Saved data entries
══════

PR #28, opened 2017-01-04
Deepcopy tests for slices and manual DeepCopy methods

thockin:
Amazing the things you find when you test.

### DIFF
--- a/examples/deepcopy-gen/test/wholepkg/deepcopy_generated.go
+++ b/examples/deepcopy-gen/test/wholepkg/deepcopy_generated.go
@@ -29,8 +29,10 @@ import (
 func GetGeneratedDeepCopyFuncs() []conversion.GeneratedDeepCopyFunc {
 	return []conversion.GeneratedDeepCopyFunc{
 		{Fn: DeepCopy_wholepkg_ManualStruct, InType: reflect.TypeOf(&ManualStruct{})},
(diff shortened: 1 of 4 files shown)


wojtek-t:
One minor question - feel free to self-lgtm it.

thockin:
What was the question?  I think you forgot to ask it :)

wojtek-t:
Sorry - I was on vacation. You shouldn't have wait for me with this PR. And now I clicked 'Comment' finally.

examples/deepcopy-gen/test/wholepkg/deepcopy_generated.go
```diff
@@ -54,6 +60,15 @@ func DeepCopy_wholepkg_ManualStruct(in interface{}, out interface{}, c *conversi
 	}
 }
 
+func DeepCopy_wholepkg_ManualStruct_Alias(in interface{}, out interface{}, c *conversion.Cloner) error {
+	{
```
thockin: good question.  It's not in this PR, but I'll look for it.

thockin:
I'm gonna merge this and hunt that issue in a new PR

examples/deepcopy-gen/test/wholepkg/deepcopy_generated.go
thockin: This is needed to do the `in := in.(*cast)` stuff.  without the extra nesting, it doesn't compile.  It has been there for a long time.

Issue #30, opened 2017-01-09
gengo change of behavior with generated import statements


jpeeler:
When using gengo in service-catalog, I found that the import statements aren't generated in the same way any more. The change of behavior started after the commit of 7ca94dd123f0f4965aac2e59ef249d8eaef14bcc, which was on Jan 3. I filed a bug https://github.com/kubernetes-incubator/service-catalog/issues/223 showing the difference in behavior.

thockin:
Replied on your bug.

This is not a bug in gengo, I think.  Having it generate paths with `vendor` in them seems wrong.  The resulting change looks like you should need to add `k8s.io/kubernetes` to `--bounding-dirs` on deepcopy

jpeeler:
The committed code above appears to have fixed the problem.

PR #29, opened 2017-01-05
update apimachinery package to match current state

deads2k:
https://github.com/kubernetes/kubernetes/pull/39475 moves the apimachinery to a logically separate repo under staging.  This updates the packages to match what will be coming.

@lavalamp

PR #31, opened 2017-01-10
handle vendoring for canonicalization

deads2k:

══════

**Assignment**
Every line from the one containing "https://github.com/kubernetes/kubernetes/pull/39475 moves the" through the last line above should be retyped exactly; no other lines are wanted.

**Exercise response**
https://github.com/kubernetes/kubernetes/pull/39475 moves the apimachinery to a logically separate repo under staging.  This updates the packages to match what will be coming.

@lavalamp

PR #31, opened 2017-01-10
handle vendoring for canonicalization

deads2k:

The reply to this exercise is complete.